It's that simple! But that's just a teaser, it can actually do a whole lot more!

Here are some of the design goals for this library:

  • Minimalist API; no complicated concepts or boilerplate
  • Use plain functions to implement state changes (including async)
  • Largely unopinionated with flexible syntax
  • Extremely simple to unit test state changes
  • Highly extensible with plug-ins (e.g. persistence, logging, dev tools)
  • Full TypeScript support with uncomplicated types
  • Made specifically for React, and built on React Hooks
  • Multiple times faster than context/reducer solution
  • Tiny, just around 1 KB (minified + gzipped)
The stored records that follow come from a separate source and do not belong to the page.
PR #3090, opened 2023-07-18
v.db.select: Add column names and types to JSON

wenzeslaus:
The JSON output now has column names and types under info/columns.

The example in documentation does not include the unclear note about booleans (perhaps a discussion for another place).
A command to reproduce the example output is now included.

Documentation and test of the new functionality are included.

### DIFF
--- a/vector/v.db.select/main.c
+++ b/vector/v.db.select/main.c
@@ -337,8 +337,32 @@ int main(int argc, char **argv)
     if (format == JSON) {
         if (flags.region->answer)
             fprintf(stdout, "{\"extent\":\n");
-        else
-            fprintf(stdout, "{\"records\":[\n");
+        else {
+            fprintf(stdout, "{\"info\":\n{\"columns\":[\n");
+            for (col = 0; col < ncols; col++) {
+                column = db_get_table_column(table, col);
+                if (col)
+                    fprintf(stdout, "},\n");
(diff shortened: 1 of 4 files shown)


wenzeslaus:
List of column names in Python are obtained by:

```python
column_names = [item["name"] for item in data["info"]["columns"]]
```

Is this good? Convenient enough?

cwhite911:
> List of column names in Python are obtained by:
> 
> ```python
> column_names = [item["name"] for item in data["info"]["columns"]]
> ```
> 
> Is this good? Convenient enough?

Do you plan on including any other information in `info`, such as, record count, layer name, query, group by, and null value?

wenzeslaus:
> Do you plan on including any other information in `info`, such as, record count, layer name, query, group by, and null value?

Not now, but in the future, yes. I was thinking about including output of the bounding box flag (-r Print minimal region extent of selected vector features instead of attributes). That would go on the top level next to info and records.

Record count would make sense. I would avoid repeating random inputs unless we want to start including provenance.

I guess this suggests that info should be skipped.

I was also thinking about including `column_names` as an additional info, but that can be done on the top level as well.

cwhite911:
If the plan is to include more to ```info``` in the future I would include it now to avoid any backwards compatibility issues.

PR #3097, opened 2023-07-24
r.sun: fix -Wimplicit-int warnings

nilason:
This is a partial, manual backport of https://github.com/OSGeo/grass/pull/1405.

The warning is treated as an error by Clang 16+ and the compilation fails.

Considering next 7.8 release likely will be the last, this should be a blocker.

### DIFF
--- a/raster/r.sun/local_proto.h
+++ b/raster/r.sun/local_proto.h
@@ -44,7 +44,7 @@ void setHorizonInterval(double val);
 void setAngularLossDenominator();
 
 
-void cube(int, int);
+/* void cube(int, int); */
 
 double com_sol_const(int no_of_day);
 
--- a/raster/r.sun/main.c
+++ b/raster/r.sun/main.c
@@ -118,8 +118,8 @@ int OUTGR(void);
 int min(int, int);
 int max(int, int);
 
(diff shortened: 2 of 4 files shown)


wenzeslaus:
Please, link a PR which is merged. #1405 is closed without merging and this change which comments out code requires at least some explanation.

nilason:
> Please, link a PR which is merged. #1405 is closed without merging and this change which comments out code requires at least some explanation.

That PR was created just before the change to "Squash and merge"-only policy, so I cherry picked and pushed each commit in the PR manually (to keep each fix separate). But you're right about the lack of explanation, I incorporated the original commit message with updates:

> r.sun: remove unused function 'cube'
> 
> For now only comments out relevant parts.
> Addresses -Wimplicit-int compiler warnings.
> The warning is treated as an error by Clang 16+ and the compilation fails.
> 
> This is a partial, manual backport of https://github.com/OSGeo/grass/pull/1405,
> commit 594c947ce8984f07faf28d7d71e4c902f4532069.

neteler (approved):
Compilation tested fine with gcc version 12.3.1 on Fedora 37.

PR #3108, opened 2023-07-31
r.texture manual: fix output parameter in example

neteler:
Fixes example and registers old `prefix` in `lib/gis/renamed_options`.

(was missing in e212c96107110eb9d29f69e03c3ae226a928eefd)

### DIFF
--- a/lib/gis/renamed_options
+++ b/lib/gis/renamed_options
@@ -386,6 +386,7 @@ r.surf.area|input:map
 r.terraflow|stream_dir:directory
 # r.texture
 r.texture|measure:method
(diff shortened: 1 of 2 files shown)


wenzeslaus:
I don't know if anyone needs this, but I would just emphasize that this - if I understand correctly - makes 8.4 backwards compatible with 6.4 and which is sort of cool.

neteler:
> makes 8.4 backwards compatible with 6.4 and which is sort of cool.

Yeah - interestingly the example was broken since then... now fixed.

PR #3110, opened 2023-08-03
v.to.rast: Change val to value

wenzeslaus:
The use parameter (option) had value 'val' while the parameter which is using that is called value. This makes it consistent, so use=value and value=1, not use=val and value=1. Both can be shortened, so even use=val and val=1 are still valid parameters.

This changes code which is using v.to.rast.

This does not change the other possible values (options), namely attr, cat, and dir.


marisn (approved):

wenzeslaus:
I'm getting error with using through grass.pygrass:

```
...
   File "/home/runner/install/grass84/etc/python/grass/pygrass/modules/interface/module.py", line 653, in update
    self.inputs[key].value = val
  File "/home/runner/install/grass84/etc/python/grass/pygrass/modules/interface/parameter.py", line 212, in _set_value
    self._value, self._rawvalue = _check_value(self, value)
  File "/home/runner/install/grass84/etc/python/grass/pygrass/modules/interface/parameter.py", line 110, in _check_value
    raise ValueError(must_val % (param.name, param.values))
ValueError: The Parameter <use>, must be one of the following values: ['attr', 'cat', 'value', 'z', 'dir']
```

Possibly, the check there needs to be less strict.

PR #3115, opened 2023-08-08
CITATION.cff: make license entry SPDX conform

neteler:
Use proper short code from https://spdx.org:

https://spdx.org/licenses/GPL-2.0-or-later.html

Hopefully fixes automated Zenodo.org upload, see discussion at
https://lists.osgeo.org/pipermail/grass-dev/2023-August/095989.html

### DIFF
--- a/CITATION.cff
+++ b/CITATION.cff
@@ -106,7 +106,7 @@ authors:
     email: hamish_b@yahoo.com
 
 repository-code: https://github.com/OSGeo/grass
-license: GNU General Public License v2 or later
+license: GPL-2.0-or-later
 doi: 10.5281/zenodo.4621728
 keywords:
   - GIS


wenzeslaus (approved):
Thank you. The new code is correct according to the [Citation File Format documentation](https://github.com/citation-file-format/citation-file-format/blob/main/schema-guide.md#license):

> license...description: The [SPDX license identifier(s)](https://spdx.dev/ids/) for the license...

And the value checks even against [CFF's license-enum](https://github.com/citation-file-format/citation-file-format/blob/main/schema-guide.md#definitionslicense-enum).

Given that the other branches just work, I hope that this fixes the Zenodo issue, too.

wenzeslaus:
> ...other branches just work...

Correction: That would be 7.8 only because that's the only one with recent release. No backport is needed there. We are using the automated Zenodo metadata extraction there.

neteler:
In fact, we do not have the `CITATION.cff` file in GRASS GIS 7.

PR #3133, opened 2023-08-25
v.info: Rename location to project in outputs

wenzeslaus:
- Translatable plain text output now generates "Project" instead of "Location".
- Extended shell-style output now generates "project=" in addtion to "location=".
- Examples in documentation now show project only.
- History continues using LOCATION because history file is printed as is and the parsing rules applied to it are unclear, so consequences of adding a new key there are not clear to me.


cmbarton (approved):
Yes! I agree with this standardized usage and recommend it for all other places where these terms are used.

petrasovaa (approved):

PR #3141, opened 2023-09-06
CI: drop outdated CentOS 7 compilation

neteler:
Remove of CentOS 7 CI compilation as no longer compatible with new GHA checkout v4 (see #3138 - Background: default runtime now node20. Node16 has end of life on 11 Sep 2023).


wenzeslaus (approved):

wenzeslaus:
Thanks!

I checked the PR which added that and there was also yum.txt file which is not used elsewhere, so I removed that.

If these benefits interest you, give SimpleR State a try. You can learn more about other things you can do with it at simpler-state.js.org. Yes, I wrote full documentation! 🤓

And if you like this library, and/or the simplicity/concept behind it please give it a star on the GitHub repo to let me know. 😀👌

So tell me, can the library get any simpler than this? I'd love to hear your suggestions. Goal is to get it closer to its bold claim of "simplest", not to compete with other libraries as the "best".

I opened a Request For Comments (here) on GitHub. Your comments and suggestions would be greatly appreciated. Feel free to drop me a comment here 👇 too.

Another P.S. -- I have prior art called react-entities which has already been out for quite some time, and used by our company in production. SimpleR State is an evolution, based on the same stable core, but with completely different (much simpler) API.

Top comments (76)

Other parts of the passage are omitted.